▶ **Task instructions**: Take each line from the entries that holds "pylint" and copy it out.

▶ **Records for the exercise**:
Issue #281, opened 2022-01-16
add_noise scales by variance, not its root


Rupt:
To match its intended variance, [add_noise](https://github.com/deepmind/optax/blob/5fc395b5e49602e3c0027b976d1368755b20cd0b/optax/_src/transform.py#L725) should scale by its square root.
```diff
-        lambda g, n: g + variance.astype(g.dtype) * n,
+        lambda g, n: g + jnp.sqrt(variance.astype(g.dtype)) * n,
```

I am posting this as an issue rather than a pull request since this is a strongly breaking change which deserves some consideration. Thank you for maintaining and sharing optax!

mkunesch:
Hi @Rupt!

Thank you so much for reporting this! This is indeed a bug and should be fixed. Normally, I'd say we shouldn't quietly change behaviours but I think in this case it's fine (`add_noise` and `noisy_sgd` don't seem to be used very commonly and we are still in the 0.*.* version numbers).

Do you want to file a PR for this (+ a failing test) or shall I? (We'll release a new version after the fix)

Thanks a lot again for reporting!

Rupt:
Thanks @mkunesch for the feedback. This makes sense to me, and I would like to try the PR (with test) now.

mkunesch:
Amazing, thanks a lot! I'll review the code - we might even be able to include it with the version we want to release with the complex number support (#279) this week.

mkunesch:
This was fixed in #294 so I'll close this issue. Thanks @Rupt for spotting and fixing this bug!

PR #294, opened 2022-01-31
Change add_noise to match the target variance by scaling by its sqrt.

Rupt:
Resolve issue #281.

Add a test for this noise scaling which fails prior to this change.

### DIFF
--- a/optax/_src/transform.py
+++ b/optax/_src/transform.py
@@ -744,12 +744,13 @@ def add_noise(
     treedef = jax.tree_structure(updates)
     count_inc = numerics.safe_int32_increment(state.count)
     variance = eta / count_inc**gamma
+    std = jnp.sqrt(variance)
     all_keys = jax.random.split(state.rng_key, num=num_vars + 1)
     noise = jax.tree_multimap(
         lambda g, k: jax.random.normal(k, shape=g.shape, dtype=g.dtype),
         updates, jax.tree_unflatten(treedef, all_keys[1:]))
     updates = jax.tree_multimap(
-        lambda g, n: g + variance.astype(g.dtype) * n,
+        lambda g, n: g + std.astype(g.dtype) * n,
         updates, noise)
     return updates, AddNoiseState(count=count_inc, rng_key=all_keys[0])
 
--- a/optax/_src/transform.py
+++ b/optax/_src/transform.py
@@ -744,13 +744,13 @@ def add_noise(
     treedef = jax.tree_structure(updates)
     count_inc = numerics.safe_int32_increment(state.count)
     variance = eta / count_inc**gamma
-    std = jnp.sqrt(variance)
+    standard_deviation = jnp.sqrt(variance)
     all_keys = jax.random.split(state.rng_key, num=num_vars + 1)
     noise = jax.tree_multimap(
         lambda g, k: jax.random.normal(k, shape=g.shape, dtype=g.dtype),
         updates, jax.tree_unflatten(treedef, all_keys[1:]))
     updates = jax.tree_multimap(
-        lambda g, n: g + std.astype(g.dtype) * n,
+        lambda g, n: g + standard_deviation.astype(g.dtype) * n,
         updates, noise)
     return updates, AddNoiseState(count=count_inc, rng_key=all_keys[0])
 
--- a/optax/_src/transform_test.py
+++ b/optax/_src/transform_test.py
@@ -207,6 +207,35 @@ class TransformTest(parameterized.TestCase):
     centralized_inputs, _ = centralizer.update(inputs, None)
     chex.assert_tree_all_close(centralized_inputs, outputs)
 
+  @parameterized.parameters(
+    (0.01, 0.55, 123),
+    (0.3, 0.54, 234),
+    (1.0, 0.56, 314),
+  )
+  def test_add_noise(self, eta, gamma, seed):
+    # Prepare to compare noise with a rescaled unit-variance substitute.
+    noise = transform.add_noise(eta, gamma, seed)
+    noise_unit = transform.add_noise(1.0, 0.0, seed)
+
+    params = self.init_params
+    state = noise.init(params)
+    state_unit = noise_unit.init(params)
+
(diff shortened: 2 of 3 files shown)


Rupt:
Edited to avoid sqrt after type casting.

optax/_src/transform.py
```diff
@@ -717,12 +717,13 @@ def update_fn(updates, state, params=None):  # pylint: disable=missing-docstring
     treedef = jax.tree_structure(updates)
     count_inc = numerics.safe_int32_increment(state.count)
     variance = eta / count_inc**gamma
+    std = jnp.sqrt(variance)
```
mkunesch, line 720: Nit: std is a standard abbreviation so it's perfectly fine as is, but I'd personally prefer `standard_deviation`, also to be consistent with the use of `variance` over `var`.

optax/_src/transform_test.py
```diff
@@ -202,6 +202,35 @@ def test_centralize(self, inputs, outputs):
...
+    updates = jax.tree_map(jnp.zeros_like, self.per_step_updates)
+
+    for i in range(1, STEPS + 1):
+      updates_i, state = noise.update(updates, state)
+      updates_i_unit, state_unit = noise_unit.update(updates, state_unit)
+
+      scale = jnp.sqrt(eta / i**gamma)
+
+      def rescale(g):
+        return g * scale  # pylint:disable=cell-var-from-loop
```
mkunesch, line 229: I think this is simple enough to be written as lambda in the line below. That way you also wouldn't need to disable the pylint warning or did pylint complain about something else then?

optax/_src/transform_test.py
```diff
@@ -202,6 +202,35 @@ def test_centralize(self, inputs, outputs):
...
+    # Prepare to compare noise with a rescaled unit-variance substitute.
+    noise = transform.add_noise(eta, gamma, seed)
+    noise_unit = transform.add_noise(1.0, 0.0, seed)
+
+    params = self.init_params
+    state = noise.init(params)
+    state_unit = noise_unit.init(params)
+
+    # Check the noise itself by adding it to zeros.
+    updates = jax.tree_map(jnp.zeros_like, self.per_step_updates)
```
mkunesch, line 220: Nit: you could make this more self-contained by replacing `self.per_step_updates` with `params` directly (because that's ultimately the shape we want to match).

optax/_src/transform_test.py
```diff
@@ -202,6 +202,35 @@ def test_centralize(self, inputs, outputs):
     centralized_inputs, _ = centralizer.update(inputs, None)
     chex.assert_tree_all_close(centralized_inputs, outputs)
 
+  @parameterized.parameters(
+    (0.01, 0.55, 123),
+    (0.3, 0.54, 234),
+    (1.0, 0.56, 314),
+  )
+  def test_add_noise(self, eta, gamma, seed):
```
mkunesch, line 210: Could you provide more information on the behaviour being tested? Either by changing the name to e.g. `test_add_noise_has_correct_standard_deviation` or by adding a docstring with something similar (just so that there is more information if the test fails). Thanks a lot!

mkunesch (changes requested):
Looks great! Thank you so much for this bug fix and the associated test!
I just left a few very minor comments/nits.

optax/_src/transform.py
Rupt: Done.
(I chose std to match its use in stochastic_gradient_estimators, but totally agree with your argument)

optax/_src/transform_test.py
Rupt: Yes this is because pylint complains with the lambda form, and with this same warning. This style copies [L186](https://github.com/deepmind/optax/blob/a0d5ed5539a58cc0bfa1d5948c87d2aa3b693d92/optax/_src/transform_test.py#L186).

optax/_src/transform_test.py
Rupt: Nice! Done.

optax/_src/transform_test.py
Rupt: I've gone with `test_add_noise_has_correct_variance_scaling` since the test doesn't actually check the standard deviation, just the scale relative to eta=1, gamma=0.
Thanks for all the nice comments.

mkunesch (changes requested):
Thanks a lot for making the changes! I forgot to check for `chex.all_variants` last time so I have one more comment. Otherwise looks good to me!

optax/_src/transform_test.py
Rupt: Neat solution, done with the lambda.

optax/_src/transform_test.py
```diff
@@ -202,6 +202,35 @@ def test_centralize(self, inputs, outputs):
     centralized_inputs, _ = centralizer.update(inputs, None)
     chex.assert_tree_all_close(centralized_inputs, outputs)
 
+  @parameterized.parameters(
+    (0.01, 0.55, 123),
+    (0.3, 0.54, 234),
+    (1.0, 0.56, 314),
+  )
+  def test_add_noise_has_correct_variance_scaling(self, eta, gamma, seed):
```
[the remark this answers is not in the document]
Rupt: Added the variants.

Agreed there is nothing new the other tests can catch. Kwargs there don't work because the parameters are reused elsewhere (seed for the other transform, eta and gamma for scale), so I've just hard coded them as variables.

mkunesch (commented):
LGTM! Thanks a lot!

There is a test failure now in the (recently added) test for `noisy_sgd` in `alias_test.py` which uses `add_noise`. Do you have time to look into this? It's probably just a matter of changing the parameters so that with the slower decay of the noise it doesn't affect the test results but we should make sure this is indeed the reason.

Rupt:
> It's probably just a matter of changing the parameters
I've rebased and changed eta to match the previous initial variance. It survives the test with the different decay rate.
 
> but we should make sure this is indeed the reason.
The test passes now (and also passed if just removing the noisy_sgd line.

mkunesch (approved):
Great, thanks a lot for doing this!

▶ **Reply**:
@@ -717,12 +717,13 @@ def update_fn(updates, state, params=None):  # pylint: disable=missing-docstring
+        return g * scale  # pylint:disable=cell-var-from-loop
mkunesch, line 229: I think this is simple enough to be written as lambda in the line below. That way you also wouldn't need to disable the pylint warning or did pylint complain about something else then?
Rupt: Yes this is because pylint complains with the lambda form, and with this same warning. This style copies [L186](https://github.com/deepmind/optax/blob/a0d5ed5539a58cc0bfa1d5948c87d2aa3b693d92/optax/_src/transform_test.py#L186).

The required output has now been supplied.